Imágenes que nos dejó el Mundial
Alentando a Bangladesh
A 16.000 kilómetros de Buenos Aires, banderas celestes y blancas cubren las ciudades de Bangladesh apoyando a la selección. Del amor por Diego, como símbolo del héroe contra el imperialismo inglés que los oprimió por décadas, hasta la pasión por Messi, un producto del fútbol global que conectó historias nacionales y familiares. Como parte de la cobertura mundialista de DEPORTV, Mundo Leo estuvo presente acompañando desde Dhaka a una multitud que celebró con Messi, por Diego y acercó a dos pueblos que tienen en común más de lo que creían.
Publicado: 28.2.2023
Por: Fernando Duclós
Categoría: Apuntes
Hasta que comenzó junio, 1986 no era un buen año para Bangladesh. A principios de mayo, el país asiático celebró unas elecciones que no fueron reconocidas por uno de los partidos mayoritarios, el BNP. A finales del mismo mes sucedió algo terrible: el ferry de pasajeros MV Shamia se hundió mientras navegaba en el río Meghna, más de 600 personas murieron ahogadas. La sociedad se sumió en un luto desconsolado, en un contexto de penuria económica creciente. Todo parecía empeorar cada día. El futuro se preveía sombrío. Pero entonces apareció un tal “Diego”, y surgió la luz.
El último día de mayo, a miles de kilómetros del océano Índico, en el México bañado por el Pacífico y el Atlántico, se empezó a disputar el Mundial de fútbol. Y aunque en Bangladesh el principal deporte era –y continúa siendo- el cricket, lo que sucedía en el país de los mariachis despertó la atención de mucha gente, muy necesitada de entretenimiento y distracción. Por primera vez, además, la TV transmitiría en color algunos partidos. El equipo nacional no participaba de la competencia y por eso, muchas personas –en su gran mayoría, hombres- eligieron otras selecciones para alentar.
En aquel junio de 1986, Diego inventó a Argentina. Antes de su irrupción, casi nadie sabía nada sobre nuestro país, y menos que menos en el sur de Asia.
Dolores del pasado colonial
Antes de llamarse Bangladesh, durante algunos años su nombre fue Pakistán Oriental, pero previamente había sido parte de la India británica.

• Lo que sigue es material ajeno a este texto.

PR #4401, opened 2024-09-11
s3 publisher errors should root from base error

udsamani:
This PR aims at standardizing S3 Errors to use the BaseError Present


cmd/cli/job/executions.go
```diff
@@ -147,7 +148,7 @@ func (o *ExecutionOptions) run(cmd *cobra.Command, args []string, api client.API
 		},
 	})
 	if err != nil {
-		return err
+		return errors.New(err.Error())
```
frrist, line 151: please revert this, either do:
`return err`
or 
`return fmt.Errorf("<helpful message>: %w", err)`

cmd/cli/job/describe.go
```diff
@@ -82,13 +82,14 @@ func NewDescribeCmd() *cobra.Command {
...
 	jobID := args[0]
+
 	response, err := api.Jobs().Get(ctx, &apimodels.GetJobRequest{
 		JobID:   jobID,
 		Include: "executions,history",
 	})
 
 	if err != nil {
-		return fmt.Errorf("could not get job %s: %w", jobID, err)
+		return err
```
frrist, line 92: I assume this is being removed since the `Get` method's error already contains a detailed description?

cmd/cli/job/history.go
```diff
@@ -160,7 +161,7 @@ func (o *HistoryOptions) run(cmd *cobra.Command, args []string, api client.API)
 		},
 	})
 	if err != nil {
-		return err
+		return errors.New(err.Error())
```
frrist, line 164: similar comment as stated elsewhere.

cmd/util/download.go
```diff
@@ -33,7 +34,7 @@ func DownloadResultsHandler(
 		JobID: jobID,
 	})
 	if err != nil {
-		Fatal(cmd, fmt.Errorf("could not get results for job %s: %w", jobID, err), 1)
+		return errors.New(err.Error())
```
frrist, line 37: similar comment as stated elsewhere.

pkg/jobstore/boltdb/store.go
```diff
@@ -176,7 +178,7 @@ func (b *BoltJobStore) getJob(tx *bolt.Tx, jobID string) (models.Job, error) {
 
 	data := GetBucketData(tx, NewBucketPath(BucketJobs, jobID), SpecKey)
 	if data == nil {
-		return job, bacerrors.NewJobNotFound(jobID)
+		return job, apimodels.NewJobNotFound(jobID)
```
frrist, line 181: I think we can used `jobstore.NewErrJobNotFound` here, no?

pkg/publicapi/middleware/error_handler.go
```diff
@@ -0,0 +1,60 @@
...
+			err = c.NoContent(code)
+		} else {
+			err = c.JSON(code, apimodels.APIError{
+				HTTPStatusCode: code,
+				Message:        message,
+				RequestID:      requestID,
+			})
+		}
+		if err != nil {
+			log.Info().Msg("unable to send json response while handling error.")
```
frrist, line 56: include the error message in the log - and possibly the requestID - consider elevating the severity of this log to `Error` or `Warn`, e.g
```go
log.Error().Err(err).Str("request_id", requestID).Msg("unable to send json response while handling error")
```
Also ensure this `err` isn't being shadowed by the function parameter.

pkg/s3/error.go
```diff
@@ -0,0 +1,9 @@
+package s3
+
+import "github.com/bacalhau-project/bacalhau/pkg/models"
+
+const S3_PUBLISHER_COMPONENT = "S3PUB"
```
frrist, line 5: nit: tweak to name and variable pattern, please remove underscores at a minimum.
```suggestion
const ComponentName = "S3_PUB"
```
suggesting to drop "S3" from the name since it's implied by the package (s3) containing the variable.

pkg/jobstore/errors.go
```diff
@@ -6,154 +6,75 @@ import (
...
 
-func (e ErrInvalidExecutionState) Error() string {
-	if len(e.Expected) > 0 {
-		return fmt.Sprintf("execution %s is in unexpected state %s", e.ExecutionID, e.Actual)
+func NewErrInvalidExecutionState(id string, actual models.ExecutionStateType, expected ...models.ExecutionStateType) *models.BaseError {
+	var errorMessage string
+	if len(expected) > 0 {
+		errorMessage = fmt.Sprintf("execution %s is in unexpected state %s", id, actual)
+	} else {
+		errorMessage = fmt.Sprintf("execution %s is in state %s, but expected %s", id, actual, expected)
```
frrist, line 60: This seems wrong. Shouldn't it be:
```go
if len(expected) == 0 {
	errorMessage = fmt.Sprintf("execution %s is in unexpected state %s", id, actual)
} else {
	errorMessage = fmt.Sprintf("execution %s is in state %s, but expected %s", id, actual, expected)
}
```

pkg/models/error.go
```diff
@@ -41,6 +41,38 @@ type HasDetails interface {
 	Details() map[string]string
 }
 
+type HasCode interface {
+	// Details a code
+	Code() int
+}
```
frrist, line 47: Unused?

pkg/publicapi/client/v2/client.go
```diff
@@ -80,20 +96,36 @@ func (c *httpClient) write(ctx context.Context, verb, endpoint string, in apimod
...
-	if err != nil && resp != nil && resp.StatusCode == http.StatusUnauthorized {
-		return apimodels.ErrInvalidToken
-	} else if err != nil {
+
+	_, resp, err := c.doRequest(ctx, verb, endpoint, r) //nolint:bodyclose // this is being closed
+	defer resp.Body.Close()
+	if err != nil {
 		return err
 	}
-	defer resp.Body.Close()
```
frrist, line 89: Move the defer after the error check. If an error is returned, the response will likely be nil, and attempting to close a nil response will panic.

pkg/publicapi/apimodels/error.go
```diff
@@ -0,0 +1,134 @@
...
+}
+
+// Parse HTTP Resposne to APIError
+func FromHttpResponse(resp *http.Response) (*APIError, error) {
+
+	if resp == nil {
+		return nil, errors.New("response is nil, cannot be unmarsheld to APIError")
+	}
+
+	defer resp.Body.Close()
```
frrist, line 115: We are potentially closing the response body twice since callers of this method typically close the body after calling it. I'd suggest not closing it here and leaving it to the caller. Include a code comment stating such.

pkg/publicapi/client/v2/client.go
```diff
@@ -55,12 +55,28 @@ type httpClient struct {
...
-	} else if err != nil {
+
+	_, resp, err := c.doRequest(ctx, http.MethodGet, endpoint, r) //nolint:bodyclose // this is being closed
+	if err != nil {
 		return err
 	}
+
+	if resp.StatusCode == http.StatusUnauthorized {
+		return apimodels.NewUnauthorizedError("invalid token")
+	}
```
frrist, line 66: Do you think it would be cleaner to do:
```go
return apimodels.NewAPIError(http.StatusUnauthorized, "invalid token")
```
instead?

The methods like `NewBadRequestError`, `NewForbiddenError`, etc. feel like unnecessary wrapping.

pkg/jobstore/errors.go
```diff
@@ -6,154 +6,75 @@ import (
...
-	JobID string
-}
-
-func NewErrJobAlreadyExists(id string) ErrJobAlreadyExists {
-	return ErrJobAlreadyExists{JobID: id}
-}
+const (
+	JOB_STORE_COMPONENT = "JBS"
+	BOLTDB_COMPONENT    = "BDB"
+)
```
frrist, line 12: What is the different between these components? `BOLTDB_COMPONENT` seems like an implementation detail.
Also, similar comment here regarding naming.

pkg/publicapi/client/v2/client.go
```diff
@@ -55,12 +55,28 @@ type httpClient struct {
 // and deserialize the response into a response object
 func (c *httpClient) Get(ctx context.Context, endpoint string, in apimodels.GetRequest, out apimodels.GetResponse) error {
 	r := in.ToHTTPRequest()
-	_, resp, err := requireOK(c.doRequest(ctx, http.MethodGet, endpoint, r)) //nolint:bodyclose // this is being closed
-	if err != nil && resp != nil && resp.StatusCode == http.StatusUnauthorized {
-		return apimodels.ErrInvalidToken
-	} else if err != nil {
+
+	_, resp, err := c.doRequest(ctx, http.MethodGet, endpoint, r) //nolint:bodyclose // this is being closed
```
frrist, line 59: remember to close the body, there is a potential for it to not get closed here if the status code isn't OK

pkg/publicapi/client/v2/client.go
```diff
@@ -55,12 +55,28 @@ type httpClient struct {
...
+		if err != nil {
+			return err
+		}
+	}
+
+	if apiError != nil {
+		return apiError
+	}
+
 	defer resp.Body.Close()
```
frrist, line 80: move this up as other comment suggests.

pkg/s3/error.go
```diff
@@ -0,0 +1,9 @@
...
+
+func NewErrBadS3Request(msg string) *models.BaseError {
```
frrist, line 7: nit on naming here and elsewhere, would prefer:
`NewBadS3RequestError`

and more generally:
`New<Type>Error`

frrist (commented):
good stuff, left a few comments/thoughts.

Los ingleses se retiraron del subcontinente en 1947 y, en su desorganizada huida, se habían conformado dos estados en lo que durante dos siglos había sido una sola colonia: India y Pakistán. En India, la población era mayoritariamente hinduista; reverenciaba a Shiva, Vishnu, Krishna y otras deidades. En Pakistán, la fe principal era el islam; los fieles se entregaban a Alá. Pero había un problema: Pakistán, desde su inicio, se creó dividido en dos partes, y sin conexión geográfica de una con la otra. La mitad occidental se ubicaba en la región del Punjab y la otra –a miles de kilómetros de distancia- en la bahía de Bengala, más al este. El día que los orientales se cansaron de que los gobernaran desde otras tierras, comenzó una guerra terrible que culminó con la independencia de la parte que se consideraba oprimida. Y en 1971, así, nació una nueva nación de bandera verde y roja. Su nombre, en idioma local, se traduce como “la tierra de los bengalíes”.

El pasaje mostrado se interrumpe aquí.